*Your assignment*:
Which lines of the entries below hold the word "Eloquent"? Report each of them.

*Extracted records*:
Issue #2794, opened 2023-01-26
Phase 1.3: CodeTrek Module


GauravGusain98:
**Feature Suggested By**
@Ayush8923 

**Parent Issue:-** https://github.com/ColoredCow/portal/issues/2704

**Related Issue**
https://github.com/ColoredCow/portal/issues/2734
https://github.com/ColoredCow/portal/issues/2736
https://github.com/ColoredCow/portal/issues/2743

**Is your feature request related to a problem? Please describe.**
In ColoredCow, CodeTrek is a journey that most of the interns do. In it, they learn the basics of software development and hone their skills. Now, we want to track and capture this journey of all the interns in Portal. This will help us to monitor the progress of each individual and see where we can or they can do better. 

For this, we have introduced Codetrek Module and created a form to add applicants in previous the [task](https://github.com/ColoredCow/portal/issues/2743). Now we will create DB schema to store details corresponding to applicant

**Point of contact for guidance**
@GauravGusain98

GauravGusain98:
### Action Items
**Basics - 1 pointer (Skip if you've already done these in your previous tasks)**
- [ ] Read about Models in Laravel. Share your understanding of why we use them in the task comment in your own language
- [ ] Read about Views in Laravel. Share your understanding of why we use them in the task comment in your own language
- [ ] Read about Routes in Laravel. Share your understanding of why we use them in the task comment in your own language
- [ ] Read about Controller in Laravel. Share your understanding of why we use them in the task comment in your own language
- [ ] Read about Services files in Laravel. Share your understanding of why we use them in the task comment in your own language
- [ ] Read how we can print a value in Laravel using dd()
- [ ] Try printing `hello world` using the `dd` function

**Database Migrations - 1 pointer**
- [ ] Read about [Laravel Migration](https://laravel.com/docs/8.x/migrations#creating-tables). Write your understanding in the comments. Also mention the use of `up` and `down` function in migration file.
- [ ] Create a table `codetrek_applicants` in the employee portal database using this [Schema](https://docs.google.com/presentation/d/1WC_lr2P1C6O6L6pobD2sxtL-A3YIfDr8AYOeU1x9CVQ/edit#slide=id.g1bc21c5bde4_0_5)

**Form Submission - 1 pointer**
- [ ] Read about how forms are submitted in Laravel. You can take reference from [here](https://vegibit.com/how-to-set-up-form-submission-in-laravel/)
- [ ] Now make a function in Controller to store the applicant data 
[...]

PR #2801, opened 2023-01-31
phase 1.3 module added

nishant22029:
Targets #2794 

### Description

I have created codetrek_applicants migration and table , a controller with store() that will store applicants
data into table. Also created service file to fetch the applicants data and sent to codetrek page.
### Checklist:

### DIFF
--- a/Modules/CodeTrek/Config/config.php
+++ b/Modules/CodeTrek/Config/config.php
@@ -3,7 +3,13 @@
 return [
     'name' => 'CodeTrek',
     'status' => [
-        'active' => 'Active',
-        'inactive' => 'Inactive'
+        'active' =>[
+            'label' => 'Active',
+            'slug'  => 'active'
+        ],
+        'inactive' =>[
+            'label' => 'Inactive',
+            'slug'  => 'inactive'
+        ],
     ]
 ];
--- a/Modules/CodeTrek/Config/config.php
+++ b/Modules/CodeTrek/Config/config.php
@@ -1,5 +1,9 @@
 <?php
 
 return [
-    'name' => 'CodeTrek'
+    'name' => 'CodeTrek',
+    'status' => [
+        'active' => 'Active',
+        'inactive' => 'Inactive'
+    ]
 ];
--- a/Modules/CodeTrek/Entities/CodeTrekApplicant.php
+++ b/Modules/CodeTrek/Entities/CodeTrekApplicant.php
@@ -6,7 +6,7 @@ use Illuminate\Database\Eloquent\Model;
 
 class CodeTrekApplicant extends Model
 {
-   protected $fillable=[
-    'first_name','last_name','email','github_user_name','phone','course','start_date','graduation_year','university'
-   ];
+   protected $fillable = [
+      'first_name', 'last_name', 'email', 'github_user_name', 'phone', 'course', 'start_date', 'graduation_year', 'university'
+  ];
 }
--- a/Modules/CodeTrek/Entities/CodeTrekApplicant.php
+++ b/Modules/CodeTrek/Entities/CodeTrekApplicant.php
@@ -6,7 +6,5 @@ use Illuminate\Database\Eloquent\Model;
 
 class CodeTrekApplicant extends Model
 {
-    protected $fillable = [
-       'first_name', 'last_name', 'email', 'github_user_name', 'phone', 'course', 'start_date', 'graduation_year', 'university'
-  ];
+  protected $guarded = [];
 }
--- a/Modules/CodeTrek/Entities/CodeTrekApplicant.php
+++ b/Modules/CodeTrek/Entities/CodeTrekApplicant.php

*Output for this task*:
@@ -6,7 +6,7 @@ use Illuminate\Database\Eloquent\Model;
@@ -6,7 +6,5 @@ use Illuminate\Database\Eloquent\Model;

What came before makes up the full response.